最近、加藤文太郎の生涯を描いた伝記小説『孤高の人』(新田次郎著)を読み終えたところです。文庫二冊で千頁に及ぶ大著だけに、かなり読み応えがありました。兵庫県浜坂町に生まれた加藤文太郎は、大正12(1923)年ごろから山歩きを始めます。小説の冒頭、ナッパ服(黄土色の作業服)に下駄履きといういで立ちの文太郎は、神戸の後背地から下山したところで、職場(神港造船所)の技師で研修講師の外山三郎と出喰わします。この出会いが文太郎の数奇な運命の始まりでした。大学時代、山岳部に所属していた外山は、ほどなく文太郎の山登りの才覚に気づき、山登りの手ほどきをしながら会社の山岳会に誘います。ところが、元来シャイな性格の彼は誘いになかなか応じようとしません。

登山が貴族階級か大学登山部の独壇場だった大正以前のこと。昭和に入ると、文太郎のような社会人による登山が次第に一般化していきます。「時間と金いずれにも恵まれない文太郎の存在こそ価値がある」と地元山岳会会長に作者新田次郎は言わしめます。冬山に至ってはなおさらです。一介のサラリーマン登山家に過ぎない文太郎は、剱岳をめざす道中で6人のパーティと遭遇し、山小屋さえ追い出され、案内人を伴わない単独行の寄る辺なさを痛いほど味わいます。「冬山は金持ちだけものであろうか」と文太郎は思わず呟きます。よく言えばパーティ、しかし、冬山で出会ったパーティは功名心に駆られた排他的な登山家集団でした。こうした不幸な出会いは、却って、文太郎が「単独行」に前のめりになる契機を与えることになります。新田次郎は、加藤文太郎の生涯を描きながら、いわゆる「極地法」やパーティ登山と対峙する「アルパインスタイル」の長所や可能性を明確に意識していたように思います。

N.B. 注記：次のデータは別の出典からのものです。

PR #112, opened 2026-05-06
Cost expression refactor, parameter broadcasting, and PF headroom slack porting

### LINKED ISSUE #106: Move over PSI PR #1609
Move over the performance improvements from PSI PR [#1609](https://github.com/Sienna-Platform/PowerSimulations.jl/pull/1609).

### LINKED ISSUE #109: Implement power flow in-the-loop
In the initial IOM-POM refactor, I skipped over the power flow in the loop code and put a "yet to be implemented" stub. Fix that: move over the relevant code from PSI to here in POM and write some tests.

acostarelli:
https://github.com/Sienna-Platform/PowerSimulations.jl/pull/1564
https://github.com/Sienna-Platform/PowerSimulations.jl/pull/1609
https://github.com/Sienna-Platform/PowerSimulations.jl/pull/1566

Requires IOM on https://github.com/Sienna-Platform/InfrastructureOptimizationModels.jl/pull/97


ext/PowerFlowsExt/pf_solve_and_aux.jl
```diff
@@ -0,0 +1,155 @@
+# Power flow in-the-loop: solve dispatcher and auxiliary variable readback.
+# Ported from PowerSimulations.jl/src/network_models/power_flow_evaluation.jl
+# (lines 753-874). Defines latest_solved_power_flow_evaluation_data, solve_powerflow!
+# (renamed from PSI's solve_power_flow!), calculate_aux_variable_value! overloads
+# for PowerFlowAuxVariableType, and _get_pf_result helpers.
+
+"Fetch the most recently solved `PowerFlowEvaluationData`"
+function latest_solved_power_flow_evaluation_data(container::OptimizationContainer)
+    datas = get_power_flow_evaluation_data(container)
+    return datas[findlast(x -> x.is_solved, datas)]
```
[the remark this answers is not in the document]
luke-kiernan: Agreed: we should address this edge case and add a test case that exercises the code path.

ext/PowerFlowsExt/pf_solve_and_aux.jl
```diff
@@ -0,0 +1,155 @@
...
+end
+
+function solve_powerflow!(
```
luke-kiernan: Nitpick: I'd prefer to keep the names consistent and call this `solve_power_flow!`.

ext/PowerFlowsExt/pf_solve_and_aux.jl
```diff
@@ -0,0 +1,155 @@
...
+
+function IOM.calculate_aux_variable_value!(
+    container::OptimizationContainer,
+    key::AuxVarKey{<:POM.PowerFlowAuxVariableType, <:PSY.Component},
+    system::PSY.System,
+)
+    # Skip the aux vars that the current power flow isn't meant to update
+    pf_e_data = latest_solved_power_flow_evaluation_data(container)
+    pf_data = get_power_flow_data(pf_e_data)
+    (key in branch_aux_vars(pf_data) || key in bus_aux_vars(pf_data)) && return
```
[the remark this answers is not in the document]
luke-kiernan: Yeah actual issue. IOM/POM often pass types types, where PSI passes instances, so by copy-pasting this over, you've mixed the two. Also please write a test case for this path.

src/common_models/add_expressions.jl
```diff
@@ -61,14 +75,12 @@ function add_expressions!(
...
-        op_cost = PSY.get_operation_cost(d)
-        fuel_curve = _get_variable_if_exists(op_cost)
-        if fuel_curve isa PSY.FuelCurve
-            push!(names, PSY.get_name(d))
-            if !found_quad_fuel_functions
-                found_quad_fuel_functions =
-                    PSY.get_value_curve(fuel_curve) isa PSY.QuadraticCurve
-            end
+        fuel_curve = _get_variable_if_exists(PSY.get_operation_cost(d))
+        _is_fuel_curve(fuel_curve) || continue
```
luke-kiernan, line 79: Why is this 2nd check necessary?

Also, I find the name `_get_variable_if_exists` misleading. (It's a cost function thing, not an optimization key thing, yet the name starts with `get_variable`.) Consider re-naming

src/common_models/add_parameters.jl
```diff
@@ -200,21 +200,26 @@ function _add_time_series_parameters!(
 
     jump_model = get_jump_model(container)
     param_instance = T()
-    for (ts_uuid, raw_ts_vals) in initial_values
+    parent_param = IOM.get_parameter_array_data(param_container)
+    # `collect(keys(initial_values))` was passed to `add_param_container!` above as the
+    # parameter axis, so iterating `initial_values` in order matches the container's
+    # first axis row-by-row.
+    for (i, (ts_uuid, raw_ts_vals)) in enumerate(initial_values)
         ts_vals = _unwrap_for_param.(Ref(param_instance), raw_ts_vals, Ref(additional_axes))
```
luke-kiernan: Nitpick: the `Ref(foo)`'s here are for broadcasting purposes, "treat this as an array of length one." There's reasons to prefer singleton tuple for such purposes, `(foo,)`: can be stack-allocated.

src/common_models/add_parameters.jl
```diff
@@ -200,21 +200,26 @@ function _add_time_series_parameters!(
...
+    parent_mult = IOM.get_multiplier_array_data(param_container)
+    # `devices_with_time_series` was used to build `device_names`, which is the
+    # multiplier array's first axis, so enumeration index `i` lines up.
+    for (i, device) in enumerate(devices_with_time_series)
         multiplier = get_multiplier_value(T, device, W)
         device_name = PSY.get_name(device)
-        for step in time_steps
-            IOM.set_multiplier!(param_container, multiplier, device_name, step)
-        end
+        IOM._set_multiplier_at!(parent_mult, Float64(multiplier), i)
```
luke-kiernan: Nitpick: `Float64` conversion here should be avoidable

src/common_models/add_parameters.jl
luke-kiernan:
```suggestion
    devices::Union{Vector{D}, IS.FlattenIteratorWrapper{D}}
```
pre-existing, but I'm puzzled by the fact that this is untyped, even though we have `for device::D in devices`

luke-kiernan, line 263: Ick we should open an issue for this

luke-kiernan: Same here, curiously untyped argument
```suggestion
    devices::Union{Vector{D}, IS.FlattenIteratorWrapper{D}}
```

src/common_models/add_to_expression.jl
```diff
@@ -2627,62 +2696,85 @@ function add_to_expression!(
...
+            JuMP.add_to_expression!(
+                expression[name, t], P_min * prop_term_per_unit * dt, bin)
+        elseif sos_status == SOSStatusVariable.VARIABLE
+            var = get_default_on_variable(d)
+            bin = get_variable(container, var, V)[name, t]
+            JuMP.add_to_expression!(
+                expression[name, t], P_min * prop_term_per_unit * dt, bin)
+        else
+            @assert false
         end
```
luke-kiernan: Call `_determine_bin_lhs` in IOM instead: up to hard-coded `var = OnVariable` there vs `var = get_default_on_variable(d)` here, this is
```julia
bin = _determine_bin_lhs(container, sos_status, V, name, t)
JuMP.add_to_expression!(expression[name, t], P_min * prop_term_per_unit * dt, bin)
```

src/common_models/add_to_expression.jl
```diff
@@ -2609,6 +2609,75 @@ function add_cost_to_expression!(
     return
 end
 
+# Per-device fuel consumption term builders, dispatched on the value-curve type so the
+# decision of how to translate the curve into JuMP terms is a method-resolution problem
+# rather than a runtime branch.
+
+# LinearCurve fuel: linear in the dispatch variable.
+function _add_fuel_consumption_term!(
```
luke-kiernan, line 2658: Identical to IOM's `add_proportional_cost_invariant!`, except we skip the final step where we add to the objective function and to the `ProductionCostExpression`. Refactor?

luke-kiernan (commented):
Big picture things:

1. Just generally: before adding code to POM, ask yourself "is there device specific handling here?" If the answer is "no," it probably belongs better in IOM. And there may be a helper for it there already.
2. All the expression stuff is currently in POM, not in IOM, whether device-specific or generic. That's purely due to copy-pasting from PSI, not due to intentional organization choices. We should probably change that at some point and move the generic implementations into IOM.
3. Test coverage. I ran the tests locally and they pass, but with the level of complexity here, I wouldn't be surprised if some amount of the code isn't actually getting run. Lots of different multiple dispatch cases: e.g. `_set_parameter_at` with HDF5 storage.

src/common_models/objective_function.jl
```diff
@@ -15,3 +15,90 @@ function add_variable_cost_to_objective!(
...
+    )
+    resolution = get_resolution(container)
+    dt = Dates.value(resolution) / MILLISECONDS_IN_HOUR
+    name = PSY.get_name(component)
+    dispatch_vars = get_variable(container, T, C)
+
+    for t in get_time_steps(container)
+        offer_max = _renewable_offer_max(container, component, name, t)
+        dispatch = dispatch_vars[name, t]
+        curtailment_cost = proportional_term_per_unit * dt * (offer_max - dispatch)
```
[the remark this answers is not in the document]
acostarelli: @m-bossart This was also missing from your PR, is this intentional?

ext/PowerFlowsExt/pf_solve_and_aux.jl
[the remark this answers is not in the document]
acostarelli: Would this ever happen? Optimization container solves PF before calculating aux variables.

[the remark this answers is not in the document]
luke-kiernan: > Would this ever happen? Optimization container solves PF before calculating aux variables.

Yes! AC power flows can fail to converge. And if no time step converges, this function errors.

The optimization problems we're solving in IOM/POM often use a simplified transmission model and ignore reactive power. An AC power flow models those things in full detail. 

For a concrete example, make a network with super high resistance lines and run a simulation with a `CopperPlate` network model. Generation is adequate if you pretend everything is lossless (optimization problem solves), but not enough power will reach the loads due to transmission issues (AC power flow fails).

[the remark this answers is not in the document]
luke-kiernan: Oh wait...
```julia

function solve_power_flow!(...)
    if (...)
        PFS.solve_power_flow!(pf_data)
        ...
    end
    pf_e_data.is_solved = true
    return
end
```
So with the code as-is, yeah, this is unreachable. The correct thing would be to set `pf_e_data.is_solved = PFS.solve_power_flow!(pf_data)`. But design choices around how to handle failure were wide open at the time (and still are kinda up-in-the-air), so someone hard-coded "let's just assume the power flow converged."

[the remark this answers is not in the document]
luke-kiernan: I guess I'd just add a `# FIXME` comment in both spots (hard-coded `is_solved = true` and `findlast` call) and leave things as-is, since "how to handle failure" is something that merits further discussion

luke-kiernan (approved):
Looks good. I'm noticing the following sequence of calls in a couple different places
```julia
power_units = PSY.get_power_units(var_cost)
proportional_term = PSY.get_proportional_term(value_curve)
prop_term_per_unit = get_proportional_cost_per_system_unit(
    proportional_term, power_units, base_power, device_base_power)
rate = prop_term_per_unit * dt # sometimes also * multipler.
```
 but that's something we can address later

docs/Project.toml
```diff
@@ -7,6 +7,12 @@ Literate = "98b081ad-f1c9-55d3-8b20-4c87d4299306"
 PowerOperationsModels = "bed98974-b02a-5e2f-9ee0-a103f5c450dd"
 PrettyTables = "08abe8d2-0d0c-5749-adfa-8a2ac140af0d"
 
+[sources]
+PowerOperationsModels = {path = ".."}
```
luke-kiernan: Do we want this POM pin or is this a temporary testing thing? Not sure--would have to check other projects for how they handle the docs environment.

ext/PowerFlowsExt/pf_input_mapping.jl
```diff
@@ -316,16 +316,21 @@ _with_time_steps(pf::PFS.PSSEExportPowerFlow, ::Int) = pf
 
 function POM.add_power_flow_data!(
     container::OptimizationContainer,
-    evaluators::Vector{<:PFS.PowerFlowEvaluationModel},
+    network_model::IOM.NetworkModel,
     sys::PSY.System,
 )
-    container.power_flow_evaluation_data = Vector{PowerFlowEvaluationData}()
-    sizehint!(container.power_flow_evaluation_data, length(evaluators))
+    evaluations = get_evaluations(network_model)
```
luke-kiernan, line 322: >     # Share the same EvaluationContainer instance between NetworkModel and
>     # OptimizationContainer so IOM.calculate_aux_variables! sees the same
>     # runtime state we register here.
Is this a bugfix or consequence of how we're restructuring things? Are these also shared in PSI?

src/common_models/objective_function.jl
```diff
@@ -15,3 +15,92 @@ function add_variable_cost_to_objective!(
...
+function _renewable_offer_max(
+    container::OptimizationContainer,
+    component::C,
+    name::String,
+    t::Int,
+) where {C <: PSY.RenewableGen}
+    has_container_key(container, ActivePowerTimeSeriesParameter, C) ||
+        return PSY.get_max_active_power(component)
+    param_container = get_parameter(container, ActivePowerTimeSeriesParameter, C)
+    multiplier = get_multiplier_array(param_container)
```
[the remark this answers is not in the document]
luke-kiernan: Good catch, yeah check this

src/core/interfaces.jl
```diff
@@ -146,31 +146,42 @@ end
...
     )
     return
 end
 
+"""
+Build an `EvaluationContainer` holding a single evaluator. Convenience for the
+common single-evaluator case at call sites such as
+`NetworkModel(...; evaluations = power_flow_evaluations(ACPowerFlow()))`.
+"""
+function power_flow_evaluations(ev)
```
luke-kiernan: > `typeof(ev)`

Switch to a type parameter, `ev::T`.

src/core/problem_template.jl
```diff
@@ -361,7 +364,7 @@ function _populate_aggregated_service_model!(
     return
 end
 
-function finalize_template!(template::OperationsProblemTemplate, sys::PSY.System)
+function finalize_template!(template::PowerOperationsProblemTemplate, sys::PSY.System)
```
luke-kiernan, line 374: clarifying question: do we have a separate `OperationsProblemTemplate` that prompted the rename?

src/core/problem_types.jl
```diff
@@ -0,0 +1,53 @@
...
+Supertype for rolling-horizon (emulation) operation problems solved by `EmulationModel`.
+"""
+abstract type AbstractPowerEmulationProblem <: AbstractPowerOperationProblem end
+
+"""
+Decision problems whose build/validate behavior is fully driven by the
+`ProblemTemplate` (the common case). `DecisionModel{<:DefaultPowerDecisionProblem}`
+gets the generic template-driven `build_model!`/`validate_template` methods.
+"""
+abstract type DefaultPowerDecisionProblem <: AbstractPowerDecisionProblem end
```
luke-kiernan: nitpick on naming clarity: default sounds more specific than generic. So I'd be inclined to switch the order, have `Generic` as the supertype and `Default` as the instance.

src/initial_conditions/initialization.jl
```diff
@@ -17,16 +20,16 @@ function get_initial_conditions_template(model::OperationModel, number_of_steps:
     network_model.network_reduction =
         deepcopy(get_network_reduction(get_network_model(model.template)))
     network_model.subnetworks = get_subnetworks(get_network_model(model.template))
-    # Initialization does not support PowerFlow evaluation - use empty vector
-    network_model.power_flow_evaluation = AbstractPowerFlowEvaluationModel[]
+    # Initialization does not run external evaluators
```
luke-kiernan: >  `# Initialization does not run external evaluators`

clarifying question: are there any internal evaluators? I don't think so, which makes the comment a bit deceptive

src/operation/decision_model.jl
```diff
@@ -1,4 +1,28 @@
...
+function DecisionModel(
+    template::IOM.AbstractProblemTemplate,
+    sys::IS.InfrastructureSystemsContainer,
+    jump_model::Union{Nothing, JuMP.Model} = nothing;
+    kwargs...,
+)
+    return DecisionModel{GenericPowerDecisionProblem}(template, sys, jump_model; kwargs...)
+end
+
+# Template-driven problems require a template; the bare-system constructor is an error.
```
luke-kiernan: Confusing comment imo. Just say "default decision problems require a `AbstractProblemTemplate` subtype."

(Are there other problems that don't require a template? If so, which?)

src/operation/emulation_model.jl
```diff
@@ -1,10 +1,67 @@
...
+        template,
+        sys,
+        jump_model;
+        kwargs...,
+    )
+end
+
+# POM-side implementation of IOM's `validate_time_series!` extension point for
+# emulation problems. Emulation models solve a single step, so horizon == resolution.
+function validate_time_series!(model::EmulationModel{<:DefaultPowerEmulationProblem})
```
luke-kiernan: could combine with decision problem to cut down on code repetition

src/static_injector_models/electric_loads.jl
```diff
@@ -236,7 +236,11 @@ function add_constraints!(
     jump_model = get_jump_model(container)
     for t in time_steps, d in devices
         name = PSY.get_name(d)
-        pf = sin(atan((PSY.get_max_reactive_power(d) / PSY.get_max_active_power(d))))
+        pf = sin(
+            atan((
+                PSY.get_max_reactive_power(d, PSY.SU) / PSY.get_max_active_power(d, PSY.SU)
+            )),
```
luke-kiernan: Has closed form via Pythagorean identities: if `r` is for reactive and `a` for active, I'm getting `r/sqrt(r^2+a^2)`

luke-kiernan (changes requested):
Mostly small things. The 2 that require attention/discussion: CoPilot's comment on `_renewable_offer_max` and sharing the `EvaluationContainer`.

docs/Project.toml
acostarelli: Testing thing will remove

src/core/problem_template.jl
acostarelli: No just making clear that "Operations" refers to "Power Operations" specifically.

src/core/problem_types.jl
acostarelli: Agreed the naming is confusing I'll see how that looks

src/operation/decision_model.jl
acostarelli: Yeah this comment confused me too

ext/PowerFlowsExt/pf_solve_and_aux.jl
```diff
@@ -125,15 +125,16 @@ function IOM.calculate_aux_variable_value!(
...
         for br in parallel_brs
-            sample_line = first(parallel_brs)
-            impedance = PSY.get_r(sample_line) + im * PSY.get_x(sample_line)
-            first_name = PSY.get_name(sample_line)
             if br isa U
                 name = PSY.get_name(br)
                 IS.@assert_op T <: POM.BranchFlowAuxVariableType ||
                               (T == POM.PowerFlowBranchActivePowerLoss)
-                if !isapprox(PSY.get_r(br) + im * PSY.get_x(br), impedance)
+                if !isapprox(PSY.get_r(br, PSY.SU) + im * PSY.get_x(br, PSY.SU), impedance)
```
luke-kiernan: Still needed? With updating PSI to be compatible with network reductions, I think it might be fine: see `compute_parallel_multiplier` in PNM.

src/twoterminal_hvdc_models/AC_branches.jl
```diff
@@ -255,7 +255,7 @@ end
 
 ################################## Rate Limits constraint_infos ############################
 
-function get_rating(double_circuit::PNM.BranchesParallel)
+function get_rating(double_circuit::PNM.AbstractBranchesParallel)
```
luke-kiernan: nitpick: looks near-identical to `PNM.get_sum_of_max_rating`

test/test_market_bid_cost.jl
```diff
@@ -13,10 +13,21 @@ numbers put on a cost curve reach the container's objective coefficients as expe
 const _LOAD_NAME = "load1"
 const _THERMAL_NAME = "thermal1"
 
-# A static MBC with a decremental offer curve only (incremental stays at the default
-# ZERO_OFFER_CURVE, which the load-side supply check treats as "absent").
+# A zero offer curve in SYSTEM_BASE. Used as the "absent" side when only one of the
+# incremental/decremental curves is meaningful: PSY requires both offer curves to share
+# a unit system, and the default `ZERO_OFFER_CURVE` is NATURAL_UNITS, so we can't leave
+# the other side defaulted when the meaningful side is SYSTEM_BASE. A zero value curve is
```
luke-kiernan, line 19: Should we go change the default in PSY? Could open an issue there to discuss--if most curves are in SU, then imo we should.

Project.toml
```diff
@@ -22,12 +22,13 @@ SparseArrays = "2f01184e-e22b-5df5-ae63-d93ebab69eaf"
...
 
 [weakdeps]
-PowerFlows = "94fada2c-0ca5-4b90-a1fb-4bc5b59ccfc7"
+PowerFlows = "94fada2c-fd9a-4e89-8d82-81405f5cb4f6"
 
 [sources]
 InfrastructureSystems = {rev = "IS4", url = "https://github.com/Sienna-Platform/InfrastructureSystems.jl"}
 PowerSystems = {rev = "psy6", url = "https://github.com/Sienna-Platform/PowerSystems.jl"}
-InfrastructureOptimizationModels = {rev = "main", url = "https://github.com/Sienna-Platform/InfrastructureOptimizationModels.jl"}
+InfrastructureOptimizationModels = {path = "InfrastructureOptimizationModels.jl"}
```
luke-kiernan: I'd be surprised if the CI passes with this environment: you probably need IOM, PF, and PNM pinned to the correct branches (and not to local paths).

src/core/problem_template.jl
```diff
@@ -40,29 +40,35 @@ function Base.isempty(template::OperationsProblemTemplate)
...
+function get_component_types(template::PowerOperationsProblemTemplate)::Vector{Type}
     return vcat(
         get_component_type.(values(get_device_models(template))),
         get_component_type.(values(get_branch_models(template))),
         get_component_type.(values(get_service_models(template))),
     )
 end
 
-function get_model(template::OperationsProblemTemplate, ::Type{T}) where {T <: PSY.Device}
+function get_model(
```
luke-kiernan, line 68: (Pre-existing issue.) Where do we use `get_model`? Between here and `main` branch of IOM, the only call sites I can find are in `test/test_utils/model_checks.jl`. Perhaps we need it for the eventual PSI that sits on top of POM and IOM?

src/common_models/add_expressions.jl
```diff
@@ -11,8 +11,22 @@ function _ref_index(::NetworkModel{AreaPTDFPowerModel}, device_bus::PSY.ACBus)
...
+
+# Predicates for fuel-curve detection. Dispatch over the value returned by
+# `_get_cost_if_exists` so callers can avoid `isa` checks.
+_is_fuel_curve(::Nothing) = false
+_is_fuel_curve(::PSY.CostCurve) = false
+_is_fuel_curve(::PSY.FuelCurve) = true
+
+# Predicates for value-curve shape. Used to decide whether a FuelConsumptionExpression
+# container needs JuMP.QuadExpr storage (vs the cheaper GAE).
+_value_curve_is_quadratic(::PSY.LinearCurve) = false
```
luke-kiernan, line 25: Could just write
```julia
_value_curve_is_quadratic(::PSY.InputOutputCurve{QuadraticFunctionData}) = true
_value_curve_is_quadratic(::PSY.InputOutputCurve{<:FunctionData}) = false
```
`IS.FunctionData` is mostly an internal type, though, so this is perhaps a little bit less-than-kosher.

src/ac_transmission_models/AC_branches.jl
```diff
@@ -260,14 +260,14 @@ end
...
 
-function get_rating(double_circuit::PNM.BranchesParallel)
-    return sum([PSY.get_rating(circuit) for circuit in double_circuit])
+function get_rating(double_circuit::PNM.AbstractBranchesParallel)
+    return sum([PSY.get_rating(circuit, PSY.SU) for circuit in double_circuit])
 end
 function get_rating(series_chain::PNM.BranchesSeries)
     return minimum([get_rating(segment) for segment in series_chain])
 end
 function get_rating(device::T) where {T <: PSY.ACTransmission}
```
luke-kiernan: I like the forced-function of having phased-out functions (like single-argument `get_rating`) error. I'd vote for re-naming this function to `_get_rating`: internal only.

Consider the following:
```julia
using PowerSimulations
from PowerSimulations import get_rating
using PowerSystems
from PowerSystems import get_rating
# set g equal to some generator from sys.
set_units_base_system!(sys, "DEVICE_BASE")
# pre-unitful PSY6: returns rating in device base, via PSY's single arg get_rating
# post unitful PSY6: returns rating in system base, via PSI's single arg get_rating.
r = get_rating(g)
```
Now, we're not exporting PSI's `get_rating`, nor importing PSY's `get_rating`. So you'd really have to try to trip upon this. But still, my vote would be to rename, to avoid confusion and bugs.

luke-kiernan: I asked Claude to search for similar name collisions: `get_base_power` is close, but PSI's 1-arg version only accepts `OptimizationContainer` and `ModelStoreParams` types.

luke-kiernan (commented):
Second pass: the `get_rating` name collision here is the big one

jd-lara (approved):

新田次郎の山岳小説の最大の魅力は、こうした山岳史や時代背景に目配りしながら極上の人間ドラマを創りあげた点にあります。

高峰の冬季登山がまだ一般的ではなかった昭和初期に、創意工夫を重ねながら単独で北アルプスをはじめとする厳寒の山々を駆け抜けた加藤文太郎には、『単独行』という自著があります。ヤマケイ文庫の奥付を見ると文庫化されてからも八刷を重ねています。今や、登山グッズ店に足を運べば多種多様なクライミング・ギアが溢れかえっています。そんな時代にあってなお版を重ねる『単独行』には、アルピニストの原点ともいうべき虚飾のない姿が刻まれているからでしょう。文太郎は、結婚後して一年足らずで、旧知のザイルパートナーと挑んだ北鎌尾根で遭難死することになります。享年31歳でした。ヤマケイ文庫の解説によれば、『孤高の人』の加藤文太郎は不覊独立のイメージが強すぎて、やや美化されたきらいがあるのだそうです。実際は、人並みに山仲間と交流もあったようです。 近代登山の黎明期にあって、学歴のない一介の会社員に過ぎなかった文太郎が造船所の仕事に打ち込み技師に登りつめる一方で、独力で登山技術を習得し職業登山家を遥かに凌駕する実績を挙げたその生涯は、豊衣飽食の現代なればこそ、ひときわ輝いて見えるのです。